▶ INSTRUCTIONS TO FOLLOW: From the line containing "zhiying-lin, line 1080: just" through the last line of the entries below, repeat each line word for word and leave out the rest.

[RECORDS SUPPLIED Boundary: Start]

PR #217, opened 2025-08-21
test: enable rollout e2e tests for RP

jwtty:
Enable RP e2e for rollout scenarios.

Fixes #

I have:

### DIFF
--- a/test/e2e/resource_placement_rollout_test.go
+++ b/test/e2e/resource_placement_rollout_test.go
@@ -1,0 +1,1193 @@
+/*
+Copyright 2025 The KubeFleet Authors.
+
+Licensed under the Apache License, Version 2.0 (the "License");
+you may not use this file except in compliance with the License.
+You may obtain a copy of the License at
+
+    http://www.apache.org/licenses/LICENSE-2.0
+
+Unless required by applicable law or agreed to in writing, software
+distributed under the License is distributed on an "AS IS" BASIS,
+WITHOUT WARRANTIES OR CONDITIONS OF ANY KIND, either express or implied.
+See the License for the specific language governing permissions and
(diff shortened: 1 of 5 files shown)


test/e2e/resource_placement_rollout_test.go
```diff
@@ -0,0 +1,1193 @@
...
+			Eventually(func() error {
+				rp := &placementv1beta1.ResourcePlacement{}
+				if err := hubClient.Get(ctx, rpKey, rp); err != nil {
+					return fmt.Errorf("failed to get RP: %w", err)
+				}
+
+				if diff := cmp.Diff(rp.Status.SelectedResources, wantSelectedResources, cmpopts.SortSlices(utils.LessFuncResourceIdentifier)); diff != "" {
+					return fmt.Errorf("selected resources mismatched (-got, +want): %s", diff)
+				}
+				// Use the fresh observed resource index to verify the RP status later.
```
zhiying-lin, line 1080: just wondering why the observedResourceIndex is not predictable, should it be 0?

jwtty: Since this is a custom resource, and our resource discovery has a 15s period, there's chance that even the resources are already created at the beginning of the test, the custom resource has not been detected at the time when rp gets created. So it may take 2 resourceSnapshots: the 1st one is empty without the custom resource, then 2nd one has it.

jwtty: I'm not sure why the CRP rollout test does not need this in this test, probably because this is the 2nd test and the resource gets populated quickly. I'm adding this to avoid flakiness.

zhiying-lin (approved):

[RECORDS SUPPLIED Boundary: End]

▶ SOLUTION FOR THIS EXERCISE:
zhiying-lin, line 1080: just wondering why the observedResourceIndex is not predictable, should it be 0?

jwtty: Since this is a custom resource, and our resource discovery has a 15s period, there's chance that even the resources are already created at the beginning of the test, the custom resource has not been detected at the time when rp gets created. So it may take 2 resourceSnapshots: the 1st one is empty without the custom resource, then 2nd one has it.

jwtty: I'm not sure why the CRP rollout test does not need this in this test, probably because this is the 2nd test and the resource gets populated quickly. I'm adding this to avoid flakiness.

zhiying-lin (approved):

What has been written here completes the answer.